Whatever appears in the records should be given again exactly, down to the last mark.

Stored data

________________________

PR #525, opened 2024-07-28
Fixed and added add row and delete row functionlity

rauni00:
Now able to add row and delete that row


rauni00:
Now able to add row and delete that row

rauni00:
In the table

hand-dot:
@rauni00 
Thank you for sending the pull request.
So, this PR enables adding and deleting rows in the table on the designer, is that right? At this point, I don't think this feature is necessary.

When I initially designed it, I didn't think it was necessary to be able to add or delete rows there, as the designer is for configuring the table's design settings.

The actual number of rows is determined by the data passed to the generate function.
Given the above, could you tell me if there are any more reasons why this might be necessary?

rauni00:
@hand-dot 
this PR enables adding and deleting rows in the table on the designer, is that right -- **Yes**
Yes it is necessary because i'm creating a items list in the table but not able to add more list in the table able to add row 
But primary i need more item list in the table how can do this is there another way to do ?? 

The actual number of rows is determined by the data passed to the generate function- Yes this working but how to do in editor
Please tell

hand-dot:
@rauni00 
It is not possible to determine the rows of the table on the designer.
This is because the designer is for creating template definitions, while the actual PDF creation is done by the generator package.

Therefore, while the designer determines the settings for each schema, it doesn't need to know how the actual PDF will be created or the parts that depend on the data.

For example, an approach that allows setting min-max limits for the number of rows in the table might be the correct way to address what you're trying to do.

hand-dot:
With the following issue, we will add the readOnly attribute to the schema, making it possible to make all schemas non-editable. Therefore, the possibility of including this feature to display tables with fixed data in the implementation has increased.
https://github.com/pdfme/pdfme/issues/541

At this point, it's still undecided, so we'll keep this PR on hold.

hand-dot:
ref: https://github.com/pdfme/pdfme/pull/595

________________________

*Worked solution:*
PR #525, opened 2024-07-28
Fixed and added add row and delete row functionlity

rauni00:
Now able to add row and delete that row


rauni00:
Now able to add row and delete that row

rauni00:
In the table

hand-dot:
@rauni00 
Thank you for sending the pull request.
So, this PR enables adding and deleting rows in the table on the designer, is that right? At this point, I don't think this feature is necessary.

When I initially designed it, I didn't think it was necessary to be able to add or delete rows there, as the designer is for configuring the table's design settings.

The actual number of rows is determined by the data passed to the generate function.
Given the above, could you tell me if there are any more reasons why this might be necessary?

rauni00:
@hand-dot 
this PR enables adding and deleting rows in the table on the designer, is that right -- **Yes**
Yes it is necessary because i'm creating a items list in the table but not able to add more list in the table able to add row 
But primary i need more item list in the table how can do this is there another way to do ?? 

The actual number of rows is determined by the data passed to the generate function- Yes this working but how to do in editor
Please tell

hand-dot:
@rauni00 
It is not possible to determine the rows of the table on the designer.
This is because the designer is for creating template definitions, while the actual PDF creation is done by the generator package.

Therefore, while the designer determines the settings for each schema, it doesn't need to know how the actual PDF will be created or the parts that depend on the data.

For example, an approach that allows setting min-max limits for the number of rows in the table might be the correct way to address what you're trying to do.

hand-dot:
With the following issue, we will add the readOnly attribute to the schema, making it possible to make all schemas non-editable. Therefore, the possibility of including this feature to display tables with fixed data in the implementation has increased.
https://github.com/pdfme/pdfme/issues/541

At this point, it's still undecided, so we'll keep this PR on hold.

hand-dot:
ref: https://github.com/pdfme/pdfme/pull/595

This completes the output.